-- Task instructions --
Note each line in the data holding the string "present" and report it.

-- Collection entries --
----
PR #59, opened 2018-02-07
Make Sentry DSN configuration optional.

jamesremuscat:
If a DSN isn't set (e.g. for running in development) then Sentry won't report errors. This is probably what we want when running on dev machines.


bobwhitelock:
Wonderful, thanks @jamesremuscat - just rebased this on the latest `develop` and will merge in a minute.

Issue #361, opened 2018-06-18
'Other' Service / category / issue for tier 3 comments


ste78:
We're having cases logged under strange categories in order to be able to get a large tier 2 entry box so that they can use it to explain a then unrelated issue. It's difficult to correct this unless we have a place for people to actually put something that they feel doesn't categorise into any of our pre-defined choices. 

I think we've discussed this before but decided to not do it, but I'd like to suggest having an 'Other' -> 'Other' -> 'Other' -> Tier 3 only case that we can ask people to use if they feel their issue really doesn't fit into our categories. Open to any other suggestions that may be easier to implement that still fix the same issue without also encouraging people to not attempt to categorise.

mjtko:
I would approach it something like this:

 * creating any new issue always has it as tier 3 with just an entry for the description
 * if a user makes an effort to make an association with a component or service (or, perhaps, multiple components and/or services), then tier 2 and tier 1 options pop up ("Wow! Such Free!")
 * the interface should somehow encourage users to make the effort :)

The potential problem is that everything starts coming through as tier 3 with just a description, so we'd need to mitigate that somehow, probably.

jamesremuscat:
At this point I think the following is uncontroversial:

- We should allow an "Other / N/A" selection for `Service`, which should correspond to null (e.g. no association with any service)
- We should create an "Other / N/A" `Issue` which only permits tier 3 cases and is always available

I think we can achieve this through data/server changes without needing to change the Elm case form (see ba57e481 for a rough first pass).

One outstanding decision to be made is whether these new "Other" options are the default selections (as Mark's comments suggest, thus by default with no effort customers can raise a tier 3 case) or if we want a "Please choose..." placeholder entry and not display options for any tier until customers actively make a selection (as per Bob's comment). Both would require making (I suspect minimal) changes to the Elm form.

An alternative, that would require larger changes to (or replacement of) the Elm form, would be to allow the same sort of multi-or-non-selection of services/components that we give to admins post-creation. This would also mean we need to rethink the whole way we structure cases, issues, and tiers, and come up with a new approach that makes sense. That's a far bigger change, and conceptual shift, than the relatively straightforward changes discussed above.

mjtko:
Depending on timescales, perhaps we want a bit of both.

[...]

PR #465, opened 2018-07-30
'Other' Service and Issues

bobwhitelock:
This PR adds an injected 'Other' Service, along with 2 'Other' Issues - one which `requires_service` and one which doesn't. These are the first minimal changes to address https://github.com/alces-software/alces-flight-center/issues/361 - whether and how much these changes improve the situation discussed there remains to be seen.

The core of these changes is the 'Other' Service injection from the experimental branch linked in that issue (thanks @jamesremuscat!); also included is test coverage for this change, fixing of existing tests, the addition of the Issues needed to work with this change, and some other tidying/refactoring to hopefully make this change clearer and more robust.

Trello: https://trello.com/c/EUGNoYqY/410-add-other-service-and-issue-to-facilitate-tier-3-ticket-creation.

### DIFF
--- a/app/controllers/cases_controller.rb
+++ b/app/controllers/cases_controller.rb
@@ -50,7 +50,7 @@ class CasesController < ApplicationController
     @case = Case.new(my_params.merge(user: current_user))
     authorize @case
 
-    if service_id.present? && service_id.positive?
+    if service_id.present? && service_id.to_i.positive?
       @case.services << Service.find(service_id)
     end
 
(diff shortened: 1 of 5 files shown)


bobwhitelock:
@jamesremuscat I think you're right, if no Components and Services are associated it doesn't mean that the whole Cluster should be associated with the Case, it just means nothing is currently associated. I think it probably shouldn't be possible to create a whole Cluster association from the Case form, since a Case actually effecting a whole Cluster, and so the whole Cluster potentially needing to be brought under maintenance, should be quite a rare event, and admins can later add this association once it is determined it is needed.

I think we may want to remove this line: https://github.com/alces-software/alces-flight-center/blob/3814646fa8159d9c92d1d9a4fb1c413769d113f5/app/models/case.rb#L168 though possibly it's more complex than that, I'm not very familiar with recent changes to this area of the codebase.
----
-- Solution below --
-    if service_id.present? && service_id.positive?
+    if service_id.present? && service_id.to_i.positive?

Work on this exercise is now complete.